Bernardo Bertolucci's Il Conformista is a good point in case with a large number of people prefering Il Conformista’s French audio, savouring French actor and key protagonist Jean-Louis Trintignant’s voice that he dubbed, speaking in Italian, whereas most of the other players didn't.
It's prudent to remember the practice of looping audio into a film is a method involving both actors dubbing their voice to their own performance as well as ‘voices’ dubbing the actor’s performance.
It's a tall order rewriting dialogue to match actors’ mouth movements and that’s the achievement sought by directors seeking to bring their vision to life with seriousness.

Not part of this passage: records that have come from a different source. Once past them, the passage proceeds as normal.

PR #21779, opened 2026-03-07
fix: replace TODO placeholders in next-solver IrPrint with proper formatting

Albab-Hasan:
seven `IrPrint::print_debug` implementations in the next-solver were placeholder stubs that returned "TODO: <typename>" instead of meaningful output. these are called via the Display impl (and Debug for PatternKind) of these types so any solver trace log containing them was unreadable.

implemented proper formatting for each:
- TraitPredicate      -> "T: Trait" / "!T: Trait"
- HostEffectPredicate -> "const T: Trait" / "[const] T: Trait"
- NormalizesTo        -> "AliasTerm(...) -> Term"
- SubtypePredicate    -> "A <: B"
- CoercePredicate     -> "A -> B"
- FnSig               -> "fn([inputs]) -> output"
- PatternKind         -> "start..=end" / "or([...])" / "!null"

also removed the unused `type_name_of_val` import.

### DIFF
--- a/crates/hir-ty/src/next_solver/ir_print.rs
+++ b/crates/hir-ty/src/next_solver/ir_print.rs
@@ -188,7 +188,7 @@ impl<'db> IrPrint<ty::NormalizesTo<Self>> for DbInterner<'db> {
         t: &ty::NormalizesTo<Self>,
         fmt: &mut std::fmt::Formatter<'_>,
     ) -> std::fmt::Result {
-        write!(fmt, "{} -> {:?}", t.alias, t.term)
+        write!(fmt, "NormalizesTo({} -> {:?})", t.alias, t.term)
     }
 }
 impl<'db> IrPrint<ty::SubtypePredicate<Self>> for DbInterner<'db> {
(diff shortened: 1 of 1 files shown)


crates/hir-ty/src/next_solver/ir_print.rs
```diff
@@ -210,7 +215,7 @@ impl<'db> IrPrint<ty::CoercePredicate<Self>> for DbInterner<'db> {
         t: &ty::CoercePredicate<Self>,
         fmt: &mut std::fmt::Formatter<'_>,
     ) -> std::fmt::Result {
-        fmt.write_str(&format!("TODO: {:?}", type_name_of_val(t)))
```
ChayimFriedman2, line 213: This prints the same as `NormalizesTo`, so I think it's better to qualify both, e.g. something like `CoercePredicate({:?} -> {:?})`.

Albab-Hasan:
@ChayimFriedman2 done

All these asides; the outcome of such endeavours were sometimes thwarted with the advent of DVD; in the early days of the format the outcome was often fraught with the inadvertent exacerbation of the aforementioned qualities – be they good of bad – with an audio track (be it cleverly contrived or unintentionally slipshod) slipping out of sync.

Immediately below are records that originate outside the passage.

PR #21781, opened 2026-03-07
Migrate two assists to clone_subtree to ease SyntaxEditor transition

false200:
## Summary
- `convert_bool_then` now clones its condition with `clone_subtree()` before building the `bool::then` call, since that node isn’t edited again in this assist.
- `convert_bool_to_enum` now finishes the generated `Bool` enum with `clone_subtree()` because it’s only inserted and never mutated afterward.

These are small, safe steps toward the “Migrating rust-analyzer assists to SyntaxEditor” project  
(tracking issue: https://github.com/rust-lang/rust-analyzer/issues/18285;  
rationale: https://github.com/rust-lang/rust-analyzer/issues/15710;  
prototype: https://github.com/ChayimFriedman2/rowan/tree/next-rowan).

## Testing
- `cargo test --package ide-assists -- handlers::convert_bool_then::tests`
- `cargo test --package ide-assists -- handlers::convert_bool_to_enum::tests`
- `cargo test -p ide-assists --lib`

### DIFF
--- a/crates/ide-assists/src/handlers/convert_bool_then.rs
+++ b/crates/ide-assists/src/handlers/convert_bool_then.rs
@@ -102,11 +102,7 @@ pub(crate) fn convert_if_to_bool_then(acc: &mut Assists, ctx: &AssistContext<'_>
                 ast::Expr::BlockExpr(block) => unwrap_trivial_block(block),
                 e => e,
             };
-            let cond = if invert_cond {
-                invert_boolean_expression(&make, cond)
-            } else {
-                cond.clone_for_update()
-            };
+            let cond = if invert_cond { invert_boolean_expression(&make, cond) } else { cond };
 
             let parenthesize = matches!(
                 cond,


ChayimFriedman2:
Are the `clone_subtree()` needed?

false200:
> Are the `clone_subtree()` needed?

Yes, in both places the node is only read or inserted and never mutated afterward, so clone_subtree() is sufficient here. clone_for_update() would only be needed if the node were later modified (e.g., passed through SyntaxEditor for edits), which doesn’t happen in these assists.
The change also passes all local tests (cargo test -p ide-assists --lib).

image

ChayimFriedman2:
I'm not asking if it's sufficient, I'm asking if we need it or can remove it as well.

false200:
> I'm not asking if it's sufficient, I'm asking if we need it or can remove it as well.



> I'm not asking if it's sufficient, I'm asking if we need it or can remove it as well.

Do you mean whether the clone is needed at all, or if we could remove the cloning entirely in those places?

ChayimFriedman2:
Yes.

false200:
> Yes.

You're right, the clone_subtree() calls aren’t actually required here.

false200:
> Yes.

I’ve removed them and updated the PR.

ChayimFriedman2 (approved):
Thanks!

*[View changes since this review](https://triagebot.infra.rust-lang.org/gh-changes-since/rust-lang/rust-analyzer/21781/a1b86d600f88be98643e5dd61d6ed26eda17c09e..5c47b6b28ac62b26ccf3b7ccdc460c7b7d1a69bb)*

Argento's Inferno for example is another anomaly for consideration on this subject. The early Anchor Bay DVD (and the 2007 direct port reissued by Blue Underground) has the original English soundtrack. I also have the Italian 20th Century Fox release with an optional and risible Italian audio track. Where that came from, I don't know but Argento fans will want to check it out, if only to understand how the majority of his films work so well in dee Ingleesh.

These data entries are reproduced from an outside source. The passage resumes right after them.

PR #21784, opened 2026-03-08
fix: remove angle brackets if all lifetime args removed in inline type alias code assist.

80avin:
fixes https://github.com/rust-lang/rust-analyzer/issues/21769

In `Inline type alias into all uses` code assist,
* Remove comma and whitespace along with lifetime arg
* cleanup empty angle brackets

### DIFF
--- a/crates/ide-assists/src/handlers/inline_type_alias.rs
+++ b/crates/ide-assists/src/handlers/inline_type_alias.rs
@@ -12,7 +12,7 @@ use itertools::Itertools;
 use syntax::ast::syntax_factory::SyntaxFactory;
 use syntax::syntax_editor::SyntaxEditor;
 use syntax::{
-    AstNode, NodeOrToken, SyntaxNode,
+    AstNode, NodeOrToken, SyntaxKind, SyntaxNode, T,
     ast::{self, HasGenericParams, HasName},
 };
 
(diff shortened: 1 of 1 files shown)


crates/ide-assists/src/handlers/inline_type_alias.rs
```diff
@@ -322,12 +322,27 @@ fn create_replacement(
...
+                    }
                     removals.push(NodeOrToken::Node(syntax.clone()));
-
-                    if let Some(ws) = syntax.next_sibling_or_token() {
-                        removals.push(ws.clone());
+                    if let Some(ws) = syntax.next_sibling_or_token()
+                        && ws.kind() == SyntaxKind::WHITESPACE
+                    {
+                        removals.push(ws);
                     }
```
A4-Tacks, line 360: When deleting multiple parameters but the list is not cleared, the comma has not been deleted yet
Similar code (needs `removals.unique()`):
```rust
removals.extend(next_prev().find_map(|dir| {
    let tokens = syntax.siblings_with_tokens(dir)
        .take_while(|it| it.is_token())
        .take_while_inclusive(|it| it.kind() != T![,])
        .collect::<Vec<_>>();
    tokens.iter().any(|it| it.kind() == T![,]).then_some(tokens)
}).flatten())
```

crates/ide-assists/src/handlers/inline_type_alias.rs
```diff
@@ -322,12 +322,27 @@ fn create_replacement(
...
+                    if let Some(lifetime_arg) =
+                        old_lifetime.syntax().parent().and_then(ast::LifetimeArg::cast)
+                    {
+                        // If the LifetimeArg is a child of GenericArgList, remove the LifetimeArg
+                        // wrapper
+                        if lifetime_arg
+                            .syntax()
+                            .parent()
+                            .and_then(ast::GenericArgList::cast)
+                            .is_some()
```
A4-Tacks: Is this condition always true?

80avin: Didn't know that LifetimeArg is always a child of GenericArgList.
Fixed. Please resolve if it appears right.

crates/ide-assists/src/handlers/inline_type_alias.rs
80avin: Fixed. Also added one more test case.
Please resolve if it seems right.

A4-Tacks:
Strange, why did CI fail

@ChayimFriedman2 Do you know why there is a null pointer here?

https://github.com/rust-lang/rust-analyzer/actions/runs/23118102241/job/67147080801

ChayimFriedman2:
See [#t-compiler/rust-analyzer > UB @ 💬](https://rust-lang.zulipchat.com/#narrow/channel/185405-t-compiler.2Frust-analyzer/topic/UB/near/579649352).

It depends on the film in question, of course; not to mention its audience and their predilections. There are no empirical constants because film by its nature is subjective. Throw into the mix directors such as Fellini that deliberately opted for other (for the most part talented) actors to dub voices for onscreen actors precisely for its hyperbolic and stilted merits and we have a debate without end.
As for films with dubs specifically created for English audiences, in my opinion they only count if it’s the only way to see a film you’re truly in love with because they’re always awful. They only people with which such films garner praise, are those that go out of their way to avoid subtitles.